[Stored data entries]
PR #294, opened 2019-12-07
Add id to organizer block (Trac #4893)

vdwijngaert:
See https://meta.trac.wordpress.org/ticket/4893


ryelle:
Closing this based on the comment in https://meta.trac.wordpress.org/ticket/4893#comment:2 — but thanks for jumping in with a PR!

PR #298, opened 2019-12-13
Payments: Send a receipt to the sponsor after paying an invoice

### LINKED ISSUE #297: Payments: Send a receipt email after sponsor payment
We currently don't send any email receipt after sponsors pay the invoice via stripe on the [Sponsorship Payment](https://central.wordcamp.org/sponsorship-payment/) page. Stripe will send a receipt if we pass [a `receipt_email` to the charge API call.](https://stripe.com/docs/receipts#receipts-charges)

We need to get the email (maybe via the stripe popup), and pass that through to the charge call.

ryelle:
Pass the email back to stripe when sending the charge request. Stripe expects a specific parameter in the API request in order to send a receipt.

Fixes #297 

You technically can't, since the sandbox uses the stripe test environment, and the test env doesn't trigger the automatic receipt. You can see in the API log for the request that the `receipt_email` is passed in. I'm basically trusting that the API is correct :|

If you could test, you would…

1. Submit a payment on https://central.wordcamp.org/sponsorship-payment/
2. You should get a receipt


iandunn (approved):
LGTM 👍

PR #299, opened 2019-12-16
Add end times for Session post type

iandunn:
Fixes https://meta.trac.wordpress.org/ticket/3623

Will be needed for the (full) Schedule block (see https://meta.trac.wordpress.org/ticket/3117), and the Live Schedule block.

I've tested it with the full Schedule block and it works well. @ryelle , can you test it w/ the Live Schedule block, and make sure it meets your needs for that? It adds new fields to the `Session Info` metabox.

### DIFF
--- a/public_html/wp-content/plugins/wc-post-types/inc/rest-api.php
+++ b/public_html/wp-content/plugins/wc-post-types/inc/rest-api.php
@@ -26,8 +26,11 @@ function expose_public_post_meta() {
 		'single'       => true,
 	];
 
+	$default_integer = wp_parse_args( array( 'type' => 'integer' ), $meta_defaults );
+
 	// Session.
-	register_post_meta( 'wcb_session', '_wcpt_session_time', wp_parse_args( [ 'type' => 'integer' ], $meta_defaults ) );
+	register_post_meta( 'wcb_session', '_wcpt_session_time',     $default_integer );
+	register_post_meta( 'wcb_session', '_wcpt_session_duration', $default_integer );
 	register_post_meta( 'wcb_session', '_wcpt_session_type', $meta_defaults );
 	register_post_meta( 'wcb_session', '_wcpt_session_slides', $meta_defaults );
 	register_post_meta( 'wcb_session', '_wcpt_session_video', $meta_defaults );
--- a/public_html/wp-content/plugins/wc-post-types/wc-post-types.php
+++ b/public_html/wp-content/plugins/wc-post-types/wc-post-types.php
@@ -12,6 +12,8 @@ require_once 'inc/deprecated.php';
 class WordCamp_Post_Types_Plugin {
 	protected $wcpt_permalinks;
 
+	const SESSION_DEFAULT_DURATION = 50 * MINUTE_IN_SECONDS;
+
 	/**
 	 * Fired when plugin file is loaded.
 	 */
@@ -307,8 +309,9 @@ class WordCamp_Post_Types_Plugin {
 			case 'edit-wcb_sponsor':
 			case 'edit-wcb_session':
 			case 'wcb_sponsor':
+			case 'wcb_session':
 			case 'dashboard':
-				wp_enqueue_style( 'wcpt-admin', plugins_url( '/css/admin.css', __FILE__ ), array(), 1 );
+				wp_enqueue_style( 'wcpt-admin', plugins_url( '/css/admin.css', __FILE__ ), array(), 2 );
 				break;
 			default:
 		}
@@ -1271,6 +1274,10 @@ class WordCamp_Post_Types_Plugin {
 		$session_minutes  = ( $session_time ) ? date( 'i', $session_time )     : '00';
 		$session_meridiem = ( $session_time ) ? date( 'a', $session_time )     : 'am';
 
+		$session_duration         = $post->_wcpt_session_duration ?? self::SESSION_DEFAULT_DURATION;
+		$session_duration_hours   = floor( $session_duration / HOUR_IN_SECONDS );
+		$session_duration_minutes = floor( ( $session_duration / MINUTE_IN_SECONDS ) % MINUTE_IN_SECONDS );
+
 		$session_type     = get_post_meta( $post->ID, '_wcpt_session_type',   true );
 		$session_slides   = get_post_meta( $post->ID, '_wcpt_session_slides', true );
 		$session_video    = get_post_meta( $post->ID, '_wcpt_session_video',  true );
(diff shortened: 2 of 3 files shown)


public_html/wp-content/plugins/wc-post-types/inc/rest-api.php
```diff
@@ -26,8 +26,12 @@ function expose_public_post_meta() {
 		'single'       => true,
 	];
 
+	$default_integer = wp_parse_args( array( 'type' => 'integer' ), $meta_defaults );
+
 	// Session.
-	register_post_meta( 'wcb_session', '_wcpt_session_time', wp_parse_args( [ 'type' => 'integer' ], $meta_defaults ) );
+	register_post_meta( 'wcb_session', '_wcpt_session_time',           $default_integer );
+	register_post_meta( 'wcb_session', '_wcpt_session_length_hours',   $default_integer );
+	register_post_meta( 'wcb_session', '_wcpt_session_length_minutes', $default_integer );
```
ryelle: Could this be saved (or just exposed) as one value, `_wcpt_session_length`? This way we can avoid repeated calculations, since we'll almost always want to know the full duration, not just hours/minutes.

public_html/wp-content/plugins/wc-post-types/wc-post-types.php
```diff
@@ -1300,6 +1310,36 @@ public function metabox_session_info() {
...
+			</label>
+
+			<select id="wcpt-session-length-hours" name="wcpt-session-length-hours" aria-label="<?php esc_html_e( 'Session Length: Hours', 'wordcamporg' ); ?>">
+				<?php for ( $i = 0; $i <= 23; $i++ ) : ?>
+					<option value="<?php echo esc_attr( $i ); ?>" <?php selected( $i, $session_length_hours ); ?>>
+						<?php echo esc_html( $i ); ?>
+					</option>
+				<?php endfor; ?>
+			</select>
+			<label for="wcpt-session-length-hours">
```
ryelle: It looks like while two labels for the same input is technically valid html, [screen readers might not read this correctly.](https://stackoverflow.com/questions/2829936/can-an-input-field-have-two-labels/3992160#3992160) A more standard approach would be a `fieldset` to wrap both inputs, and `legend` for the first label; and then you don't need the `aria-label`s either (the legend will set the context for both selects, then read their labels).

public_html/wp-content/plugins/wc-post-types/wc-post-types.php
```diff
@@ -1495,13 +1535,16 @@ public function save_post_session( $post_id, $post ) {
 				sanitize_text_field( $_POST['wcpt-session-date'] ),
 				absint( $_POST['wcpt-session-hour'] ),
 				absint( $_POST['wcpt-session-minutes'] ),
-				'am' == $_POST['wcpt-session-meridiem'] ? 'am' : 'pm'
+				'am' === $_POST['wcpt-session-meridiem'] ? 'am' : 'pm'
 			) );
 			update_post_meta( $post_id, '_wcpt_session_time', $session_time );
 
+			update_post_meta( $post_id, '_wcpt_session_length_hours',   absint( $_POST['wcpt-session-length-hours']   ) );
+			update_post_meta( $post_id, '_wcpt_session_length_minutes', absint( $_POST['wcpt-session-length-minutes'] ) );
```
ryelle: Same comment as on the API side - I think it would make more sense to calculate the duration (in seconds, probably) and save that in one single field.

ryelle (commented):
I left feedback on this as-is, but the new UI control could use some design feedback too.

@melchoyce we're talking about just the "Length" fields in the screenshots here:

Artboard

melchoyce:
Is this in the sidebar? Hard to tell but looks like maybe no?

Would be great to simplify and streamline these fields — maybe something like:

image

Instead of dropdowns, it seems like it would be easier for folks to enter numbers directly into a number input field. Then they could also use arrow keys to adjust increments.

Ideally, we'd also use the calendar/datepicker component in addition to the field, like the publish field:

image

One of the things I struggle with when entering sessions is, well, dates — numbers tend to get jumbled in my head. Having a visual calendar for scheduling vastly improves the overall experience for me.

ryelle:
> Ideally, we'd also use the calendar/datepicker component in addition to the field, like the publish field

yeah, I'd love to get this using gutenberg stuff instead of a plain old metabox, but i think that's an issue for another time 🙂

melchoyce:
Ah, it's a metabox. Fair enough.

public_html/wp-content/plugins/wc-post-types/inc/rest-api.php
iandunn: 🤔 IIRC there was a reason I kept them separate, but maybe that was just dictated by the UI being two separate fields. I'll see if I can remember.

iandunn:
Added the `fieldset` and `number` fields in d9bdd2acd053c97a58c4de834ef29ad117254f4f, but I haven't tested how well that works w/ the full Schedule block yet.

I'll wait to see what happens with #303 before doing anything else, to avoid spending time on things that would need to be refactored.

ryelle:
@iandunn What is this blocked by?

iandunn:
Did you notice the comment above? Let me know if there's anything missing that you need.

ryelle:
Yes, but it's not clear from the comment what's blocking. #303 is just an experiment, no one's even replied to it yet— when this merges I'll just update it.

iandunn:
If #303 can be set to `blocked` until this is merged, then I'm happy to pick this up again. 

Otherwise I'd prefer to wait until #303 is merged before restarting this, to avoid the potential for having to redo the UI.

ryelle:
#303 does not block this though— there's no timeline on merging it, and this PR is more important. The UI in this PR is fine, the only change that still needs to happen is merging the fields into one "length" field.

iandunn:
I think we just have different opinions, but it seems like you're fine with waiting to merge #303 until this is done, so I'll go ahead and remove the `blocked` label here and add it to #303. Feel free to reverse that if I'm misunderstand your perspective.

public_html/wp-content/plugins/wc-post-types/wc-post-types.php
iandunn: That's a great catch, thanks! Fixed in d9bdd2acd053c97a58c4de834ef29ad117254f4f

public_html/wp-content/plugins/wc-post-types/inc/rest-api.php
iandunn: I think it was just a result of the UI. I combined them in 4aa7acb286d75469cc05253ee976fb5f38ed05f4, and that seems to work fine for the purposes of the Schedule block.

public_html/wp-content/plugins/wc-post-types/wc-post-types.php
iandunn: Done in 4aa7acb286d75469cc05253ee976fb5f38ed05f4

iandunn:
I think this is ready to merge, but could you test it w/ the changes you want to make to the Live Schedule block, to make sure it works for that as well?

iandunn:
[ The merge conflict is just b/c of cherry picking the coding standards commit to production, I'll rebase ]

ryelle (approved):
Looks good! I haven't built anything for the Live Schedule yet, but this matches what I was thinking.

I see there are still some failing phpcs checks, were you going to fix those too, or leave as-is? (not a blocker, just unclear from your comment above)

PR #300, opened 2019-12-18
Update text domain in CampTix to wordcamporg

coreymckrill:
Now that CampTix is part of the WordCamp codebase, it should share the same text domain as the rest of the code.

This makes two changes:

* Changes the text domain in every usage of a translation function from `camptix` to `wordcamporg`
* Removes the method that loads a text domain from the CampTix plugin, since that is taken care of in mu-plugins

**To test**

It would be difficult and very time consuming to try and make sure every translatable string is correctly getting translated with its new text domain. I don't think we should attempt that here. However, there were some false positives in the code when doing a search and replace for the text domain. We should make sure none of those false positives got replaced. So:

* The handle for the main JS and CSS files for the plugin is the same as the old text domain. So make sure scripts and styles are loading and working correctly. A camp's Attendees page is a good place to do this, because it loads both **camptix.js** and **camptix.css**.
* There is a global instance of the `CampTix_Plugin` class that is assigned via `$GLOBALS['camptix']`, and the variable is also occasionally referenced this way. So click around the CampTix UI and make sure there aren't any fatal errors from missing variables.


public_html/wp-content/plugins/camptix/camptix.php
```diff
@@ -1123,35 +1113,35 @@ function register_post_types() {
 
 	function register_post_statuses() {
 		register_post_status( 'cancel', array(
-			'label'                     => _x( 'Cancelled', 'post', 'camptix' ),
-			'label_count'               => _nx_noop( 'Cancelled <span class="count">(%s)</span>', 'Cancelled <span class="count">(%s)</span>', 'camptix' ),
+			'label'                     => _x( 'Cancelled', 'post', 'wordcamporg' ),
+			'label_count'               => _nx_noop( 'Cancelled <span class="count">(%s)</span>', 'Cancelled <span class="count">(%s)</span>', 'wordcamporg' ),
```
ryelle: This function call isn't right (and wasn't in the old code either) – [`_nx_noop` needs a context,](https://developer.wordpress.org/reference/functions/_nx_noop/) or we should use `_n_noop` instead. IMO, it should be [`_n_noop`.](https://developer.wordpress.org/reference/functions/_n_noop/)

(the same is true for the next few changes too)

iandunn:
🤔 

Are you seeing strings like `Click here to enter a coupon code` being localized into `fr_FR`? [It's been translated](https://translate.wordpress.org/projects/meta/wordcamp/fr/default/?filters%5Bterm%5D=click+here&filters%5Buser_login%5D=&filters%5Bstatus%5D=current_or_waiting_or_fuzzy_or_untranslated&filter=Filter&sort%5Bby%5D=priority&sort%5Bhow%5D=desc), but it's not localizing for me. 

Most of `wp-admin > CampTix > Tools` isn't either, but some of it is (e.g., `Interface de participation`).

My `wp-content/languages/wordcamporg` folder is up to date. I'm getting an error running `lang-update.sh`, though, so the repo version may be outdated.

iandunn:
From the commit history, it looks like `languages` has been getting updated automatically, and you manually updated it last week, but `languages/wordcamporg` hasn't been updated in 9 months (manually or automatically).

ryelle (commented):
If you add the following to the end of the phpcs.xml.dist, you can use phpcs to find any textdomain issues– running that, I don't see any misses, so good job catching all of them :)

```xml
	<rule ref="WordPress.WP.I18n">
		<properties>
			<property name="text_domain" type="array" value="wordcamporg" />
		</properties>
	</rule>
```

You can run just the i18n sniffs using this: 

```bash
composer run phpcs public_html/wp-content/plugins/camptix -- --sniffs=WordPress.WP.I18n
```

It found a few places where things aren't using any text domain (including the `_nx_noop` issue), and a few that could be improved with ordered placeholders (`%1$s` vs just `%s`). It would be nice to fix those issues too.

---

Trying this locally, I'm seeing the same thing as @iandunn (though I tested with `es_ES`).

coreymckrill:
> From the commit history, it looks like languages has been getting updated automatically, and you manually updated it last week, but languages/wordcamporg hasn't been updated in 9 months (manually or automatically).

Well I'll be ding dang'd. The **lang-update.sh** script was broken, but it [should be fixed now](https://wordcamp.trac.wordpress.org/changeset/3239/bin).

`languages/wordcamporg` should be updated now, but that hasn't fixed the issue. Still investigating...

public_html/wp-content/plugins/camptix/camptix.php
coreymckrill: Fixed in 5e2032f5711fd71d22b0791dc9e97df9381fb15a

coreymckrill:
@ryelle Good suggestions for the phpcs fixes. Done in 97b214856ef17ac7b393ece8a9d966baab89668f

coreymckrill:
@iandunn @ryelle After fixing **lang-update.sh**, I am now seeing translations correctly in `wp-admin > CampTix > Tools` and elsewhere. Can you double check on your end? (Make sure you pull the latest in `wp-content/languages` first)

iandunn (approved):
WFM now :)

ryelle (approved):
Also works for me 👍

_TASK ITEM_:
Copy the lines of the data above exactly as written, beginning with the line containing "Pass the email" and ending with the line containing "Fixes https://meta.trac.wordpress.org/ticket/3623", and leave out all other lines.

_YOUR SOLUTION_:
Pass the email back to stripe when sending the charge request. Stripe expects a specific parameter in the API request in order to send a receipt.

Fixes #297 

You technically can't, since the sandbox uses the stripe test environment, and the test env doesn't trigger the automatic receipt. You can see in the API log for the request that the `receipt_email` is passed in. I'm basically trusting that the API is correct :|

If you could test, you would…

1. Submit a payment on https://central.wordcamp.org/sponsorship-payment/
2. You should get a receipt


iandunn (approved):
LGTM 👍

PR #299, opened 2019-12-16
Add end times for Session post type

iandunn:
Fixes https://meta.trac.wordpress.org/ticket/3623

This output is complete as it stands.